4. Ao mesmo tempo, os Estados nacionais, designadamente os que estão a aplicar Memorandos de Entendimento, não podem parar de pensar e limitar-se a seguir a cartilha como se o mundo de hoje fosse o mesmo de ontem. Não defendo que Portugal escolha desafiar a comunidade de emprestadores e desfraldar a bandeira do rasganço do Memorando, de ânimo leve. Bem sabemos que não nos convém nada atrair as raivas dos mercados: por muito irracionais que eles sejam, eles podem prejudicar-nos gravemente. Mas, nos bastidores, serenamente, usando as instituições para aquilo que elas devem servir, é preciso começar a pensar que não podemos fazer grandes disparates só porque um belo dia assinámos o Memorando. Por exemplo, para lá das questões ideológicas, parece certo que privatizar, nas actuais condições, o que o Memorando quer que privatizemos, será desbaratar património nacional. Mesmo os que não vêem os riscos dessas privatizações para a nossa capacidade de gerir o nosso país, devem ver que vamos deixar cortar dedos que nos farão falta para tocar viola. E nem é preciso dizer à UE e ao FMI que essas alíneas do Memorando são uma forma de saque insuportável: basta dizer-lhes que, de momento, é mau negócio. Isto quer dizer que devemos afrontar os emprestadores rasgando os nossos compromissos? Não; quer dizer que o mundo mudou muito desde então, e que muita coisa que já era velha ontem – está hoje definitivamente podre e a cheirar mal. E que queremos ocupação mais estimulante do que sermos nós a cavar a nossa própria sepultura.

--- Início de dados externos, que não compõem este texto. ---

PR #16, opened 2025-12-11
add simple LLVM semantics

tobiasgrosser:
Add key definitions for the LLVM Int and Byte types. We only add a few operations to keep the PR small and ensure that we are aligned on the data-structure definitions.

### DIFF
--- a/Veir/Dialects/LLVM/Byte/Basic.lean
+++ b/Veir/Dialects/LLVM/Byte/Basic.lean
@@ -8,8 +8,15 @@ namespace Byte
 
 public section
 
+/--
+The `Byte` type can have any bitwidth `w`. It carries a two's complement integer
+value of width `w` and a per-bit poison mask modeling bitwise delayed undefined
+behavior.
+-/
 structure Byte (w : Nat) where
+  /-- A two's complement integer value of width `w`. -/
   val : BitVec w
+  /-- A per-bit poison mask of width `w`. -/
   poison : BitVec w
 
 def xor {w : Nat} (x y : Byte w) : Byte w :=
@@ -23,6 +30,10 @@ def and {w : Nat} (x y : Byte w) : Byte w :=
 
 open Int
 
+/-- Convert from `Byte` and `Int`.
+  A byte where no bit is poison is equal to an integer value.
+  If any bit is poison, the integer type is also poison.
+-/
 def toInt {w : Nat} (x : Byte w) : Int w :=
   if x.poison = 0 then
     .val x.val
--- a/Veir/Dialects/LLVM/Int/Basic.lean
+++ b/Veir/Dialects/LLVM/Int/Basic.lean
@@ -4,8 +4,15 @@ namespace Veir.Dialects.LLVM.Int
 
 public section
 
+/--
+The `Int` type can have any bitwidth `w`. It is either a two's complement
+integer value of width `w` or a poison value indicating delayed undefined
+bahavior.
+-/
 inductive Int (w : Nat) where
+/-- A two's complement integer value of width `w`. -/
 | val : BitVec w → Int w
+/-- A poison value indicating delayed undefined behavior. -/
 | poison : Int w
 deriving DecidableEq
 


Veir/Dialects/LLVM/Byte/Basic.lean
```diff
@@ -0,0 +1,41 @@
...
+
+public import Veir.Dialects.LLVM.Int.Basic
+
+namespace Veir.Dialects.LLVM
+
+namespace Byte
+
+public section
+
+structure Byte (w : Nat) where
```
math-fehr, line 16: Is that the new type that will be added to LLVM?
Shouldn't it be only 8 bits and not be parametric?

Veir/Dialects/LLVM/Byte/Basic.lean
```diff
@@ -0,0 +1,41 @@
...
+  val : BitVec w
+  poison : BitVec w
+deriving DecidableEq
```
math-fehr: This should be changed to a custom implementation where bits that are poison are considered equals.

Veir/Dialects/LLVM/Byte/Basic.lean
```diff
@@ -0,0 +1,41 @@
...
+def and {w : Nat} (x y : Byte w) : Byte w :=
+  ⟨x.val &&& y.val, x.poison ||| y.poison⟩
+
+open Int
+
+def toInt {w : Nat} (x : Byte w) : Int w :=
+  if x.poison = 0 then
+    .val x.val
+  else
+    .poison
```
math-fehr, line 41: This looks weird to me. I would pass the value the integer should be in case the byte is poison. Here you are relying on the internals of the byte implementation which would prevent some reasoning.

Veir/Dialects/LLVM/Int/Basic.lean
```diff
@@ -0,0 +1,26 @@
+module
+
```
math-fehr, line 2: Why do we have both Int and Byte that looks very similar? I don't understand what Byte is supposed to represent in LLVM compared to Int here.

math-fehr (approved):
I left 2-3 comments on the code, but otherwise I think it's fine.

I'm just very not sure if we should put this code in these folders, I think these folders should be more for the dialect definitions, and then having separate folders for the semantics. We can always change that later though.

Veir/Dialects/LLVM/Byte/Basic.lean
tobiasgrosser: Yes, this is an upcoming LLVM type needed to replace `undef` on the memory side of things.

https://blog.llvm.org/posts/2025-08-29-gsoc-byte-type/

Here is a potential comment.

> A byte type of any bitwidth `w` carries a two's complement integer value and a per-bit poison mask modeling bitwise delayed undefined behavior.

Veir/Dialects/LLVM/Byte/Basic.lean
tobiasgrosser: Good catch. I dropped this for now.

Veir/Dialects/LLVM/Int/Basic.lean
tobiasgrosser: Byte carries bitwise poison, vs Int carries one poison for everything. Byte is needed to load memory into registers at arbitrary offsets without collapsing poison. I am adding it now as I want to explore interactions across these two types.

I hope the additional documentation helps.

Veir/Dialects/LLVM/Byte/Basic.lean
tobiasgrosser: The integer is an inductive type. This function says:

> A byte where no bit is poison is equal to an integer value. If any bit is poison, the integer type is also poison.

But maybe I don't get what you mean. Can you clarify this or even suggest code?

Veir/Dialects/LLVM/Byte/Basic.lean
tobiasgrosser: I added relevant comments.

Veir/Dialects/LLVM/Byte/Basic.lean
math-fehr: Nevermind I just misunderstood the code!

tobiasgrosser:
I am happy to move things around later.

PR #20, opened 2025-12-14
Add GetSet lemmas for linkBetweenWithParent

math-fehr:
Also add the GetSet lemmas for `linkBetween` and `setParentWithCheck`.

These are the last GetSet lemmas missing for Operation in ˋLinkedList`, the other functions where unused and removed.

### DIFF
--- a/Mlir/Rewriter/LinkedList/GetSet.lean
+++ b/Mlir/Rewriter/LinkedList/GetSet.lean
@@ -396,8 +396,8 @@ theorem OpOperandPtr.get!_OpOperandPtr_insertIntoCurrent {opOperand : OpOperandP
         simp only [get!_OpOperandPtr_setBack, Ne.symm heq, ↓reduceIte, get!_ValuePtr_setFirstUse]
         simp only [get!_OpOperandPtr_setNextUse, h, ↓reduceIte]
         simp only [get!_OpOperandPtr_setBack]
-        simp only [ite_eq_right_iff] -- Why does grind needs these here to work?
-        grind
+        --grind    -- Why does 'grind' not work here?
+        simp only [h, ↓reduceIte]
 
 @[simp, grind =]
 theorem OperationPtr.getNumSuccessors!_OpOperandPtr_insertIntoCurrent {operation : OperationPtr} :


Mlir/Rewriter/WellFormed/Rewriter/Operation.lean
```diff
@@ -34,8 +34,7 @@ theorem OperationPtr.get!_linkBetweenWithParent (op : OperationPtr)
       { op.get! ctx with prev := self }
     else
       op.get! ctx := by
-  unfold linkBetweenWithParent at heq
-  grind (splits := 20)
+  sorry
```
tobiasgrosser, line 37: Why does this proof do not go through anymore?

Mlir/Rewriter/LinkedList/GetSet.lean
```diff
@@ -476,234 +476,683 @@ theorem OpOperandPtrPtr.get!_OpOperandPtr_insertIntoCurrent {opOperandPtr : OpOp
...
+/- OperationPtr.linkBetween -/
+section linkBetween
+attribute [local grind] OperationPtr.linkBetween
 
 @[simp, grind =]
-theorem OperationPtr.getNumResults_OpOperandPtr_setBack :
-    OperationPtr.getNumResults op (OpOperandPtr.setBack operandPtr ctx h₁ v) hop =
-    OperationPtr.getNumResults op ctx (by grind) := by
+theorem IRContext.topLevelOp_OperationPtr_linkBetween :
+    (op'.linkBetween ctx prev next selfIn prevIn nextIn).topLevelOp =
```
tobiasgrosser, line 485: why o you use `op'` even tough no `op` is used?

Mlir/Rewriter/LinkedList/GetSet.lean
```diff
@@ -476,234 +476,683 @@ theorem OpOperandPtrPtr.get!_OpOperandPtr_insertIntoCurrent {opOperandPtr : OpOp
...
+    newCtx.topLevelOp = ctx.topLevelOp := by
   grind
 
-@[simp, grind =>]
-theorem BlockArgumentPtr.get!_OpOperandPtr_linkBetweenWithParent (res : BlockArgumentPtr)  (op : OperationPtr) (h₁ : op.InBounds ctx)
-    (heq : op.linkBetweenWithParent ctx prevOp nextOp parent hp h₁ h₂ h₃ = some newCtx) :
-    res.get! newCtx = res.get! ctx := by
-  unfold OperationPtr.linkBetweenWithParent at heq
+grind_pattern IRContext.topLevelOp_OperationPtr_setParentWithCheck =>
+  op'.setParentWithCheck ctx newParent selfIn, some newCtx, newCtx.topLevelOp
```
tobiasgrosser, line 667: Why does this PR start to use `grind_pattern`? What do they do?

Mlir/Rewriter/LinkedList/GetSet.lean
math-fehr: In all the getset lemmas we use `'` on the pointers that get modified. It just makes this easier to copy paste so we are sure there is no name clashing.

Mlir/Rewriter/LinkedList/GetSet.lean
math-fehr: Here `grind .` is an annotation that requires to have both the getter of `ctx` and `newCtx` in the context to trigger the rewrite. What we want here is that the rewrite gets triggered only when we only see the patterns specified by `grind_pattern`, which is only `newCtx` and the given hypothesis about `newCtx`.

Mlir/Rewriter/WellFormed/Rewriter/Operation.lean
math-fehr: This is a getter that only talk about `Operation.get`. We are removing those in favor of getters for each field, which seems to make this faster for grind. So this doesn't go through because grind doesn't `case` the `Operation` struct. But this proof will likely be removed when I do my pass on this file, so I sorried it instead of fixing it to not waste time

ineol: I don't think this is correct? It looks to me that it only talks about `get!`, but maybe it's replaced by a series of lemmas about the components of `Operation` in the `GetSet` file?

Mlir/Rewriter/LinkedList/GetSet.lean
ineol: To give a bit more context, this is a bit more tricky that most get-set lemmas because the function returns an option so it's not an equality lemma. We should investigate if we could give more precise patterns to the lemmas about the `allocEmpty` functions

Mlir/Rewriter/WellFormed/Rewriter/Operation.lean
math-fehr: Yes sorry about `get!`

math-fehr: We did replace it with all the different components, I actually haven't tried to remove the lemma to see what happens because I haven't touched this file yet. I'll try this after lunch

math-fehr: Yeah we need to add the lemmas about `insertOp?` first before doing that, so it's better to sorry this now because this is going to be removed soon!

Mlir/Rewriter/LinkedList/GetSet.lean
tobiasgrosser: I see. Cool.

PR #21, opened 2025-12-15
Small cleanups

ineol:
- add module files which import the submodules
- remove `satisfies`
- remove some unsused lemmas about `USize`
- make some definitions irreducible in `LinkedList.Basic`


Mlir/PatternRewriter/Basic.lean
```diff
@@ -76,6 +76,12 @@ def Worklist.remove (worklist: Worklist) (op: OperationPtr) : Worklist :=
   | none =>
     worklist
 
+-- TODO: remove this lemma and/or move it somewhere reasonable
+@[grind →]
+theorem OperationPtr.inBounds_of_mem_operations_keys (ctx : IRContext) :
+    (op ∈ ctx.operations.keys) → op.InBounds ctx := by
+  grind [OperationPtr.InBounds]
```
math-fehr: Can we make this a local grind or is it needed elsewhere?

math-fehr: Also, why is it needed here?

Mlir/Rewriter/LinkedList/GetSet.lean
```diff
@@ -676,7 +676,7 @@ theorem OpOperandPtr.get_OpOperandPtr_linkBetween (res : OpOperandPtr) (h : res.
 theorem OperationPtr.getParent_OperationPtr_linkBetween :
     (OperationPtr.get op (OperationPtr.linkBetween op' ctx prevOp nextOp h₁ h₂ h₃) hop).parent =
       (OperationPtr.get op ctx (by grind)).parent := by
-  unfold OperationPtr.linkBetween
+  unfold OperationPtr.linkBetween at *
```
math-fehr: I'm removing this lemma in my PR, can you remove the change so we don't have a conflict here?

Mlir/Rewriter/LinkedList/Basic.lean
```diff
@@ -56,6 +57,7 @@ theorem OpOperandPtr.insertIntoCurrent_inBounds (ptr : GenericPtr) :
   Add previous and next links to `newOp`, linking it after `self`.
   In particular, this does not update any parent pointers.
 -/
+@[irreducible]
```
math-fehr: Can you remove the changes in `linkNextOp` and `linkPrevOp` since I'm removing them anyway because we don't use them at all?

Mlir/Rewriter/LinkedList/Basic.lean
```diff
@@ -171,6 +176,7 @@ theorem OperationPtr.setParentWithCheck_inBounds (ptr : GenericPtr)
   Add previous and next links to `newBlock`, linking it after `self`.
   In particular, this does not update any parent pointers.
 -/
+@[irreducible]
```
math-fehr, line 119: Same here

Mlir/Rewriter/LinkedList/Basic.lean
```diff
@@ -239,6 +245,7 @@ theorem OperationPtr.linkBetweenWithParent_fieldsInBounds (hx : ctx.FieldsInBoun
   Add previous and next links to `newOp`, linking it before `self`.
   In particular, this does not update any parent pointers.
 -/
+@[irreducible]
```
math-fehr, line 189: Same here

Mlir/PatternRewriter/Basic.lean
ineol: In that case it's because some function iterates over all the operations to populate the work list.

ineol: I put the two lemmas as local grind

Mlir/Rewriter/LinkedList/Basic.lean
ineol: We use them in `Rewriter.Rewriter` no?

Mlir/Rewriter/LinkedList/Basic.lean
math-fehr: Oh I haven't removed the block one my bad

PR #25, opened 2025-12-16
Merge Builder and Rewriter files

math-fehr:
This does not yet merge the files in `Rewriter.WellFormed` folder to not make this PR too big.


math-fehr:
This currently has a bug in `Mlir/Rewriter/RewriterGetSetInBounds.lean`, where `grind` does not work anymore for reasons I really don't understand (the proof was just moved, it does not lose any context). 
It seems the bug comes from a match not being able to be split.
I'm looking into it now.

tobiasgrosser:
LGTM.

ineol:
Thank you Mathieu!

PR #48, opened 2025-12-21
Add well-formedness lemma for Rewriter.insertOp?

math-fehr:
This finishes the proof using the lemmas we defined for `insertIntoCurrent`

### DIFF
--- a/Veir/Rewriter/WellFormed/Rewriter/Operation.lean
+++ b/Veir/Rewriter/WellFormed/Rewriter/Operation.lean
@@ -8,7 +8,6 @@ namespace Veir
 
 section InsertOp
 
-unseal Rewriter.insertOp? in
 theorem Rewriter.insertOp?_WellFormed (ctx : IRContext) (hctx : ctx.WellFormed)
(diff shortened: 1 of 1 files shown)


Veir/Rewriter/WellFormed/Rewriter/Operation.lean
```diff
@@ -6,260 +6,14 @@ import Veir.Rewriter.InsertPoint
...
 namespace Veir
 
-@[grind]
-def InsertPoint.Wf (insertionPoint : InsertPoint) (ctx : IRContext) (newOp : OperationPtr) :=
-  match insertionPoint with
-  | before op => newOp ≠ op ∧ newOp ≠ (op.get! ctx).prev ∧ op ≠ (op.get! ctx).prev
-  | atEnd bl => newOp ≠ (bl.get! ctx).lastOp
+section InsertOp
 
 unseal Rewriter.insertOp? in
```
tobiasgrosser: Is this still needed?

math-fehr: Good catch, I removed it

5. Tudo isto, bem entendido, sem esquecermos que também tivemos culpas na força com que a crise nos apanhou. Tivemos, quer dizer: Estado, bancos, empresas, famílias, pessoas. E que não nos safamos desta sem esforço. Mas que o esforço seja para sair do buraco, não mero remexer na terra para ficarmos ainda mais enterrados.

6. Precisamos de política, precisamos de políticos. Capazes de juntar e de separar. De juntar as forças de todos, de separar as águas.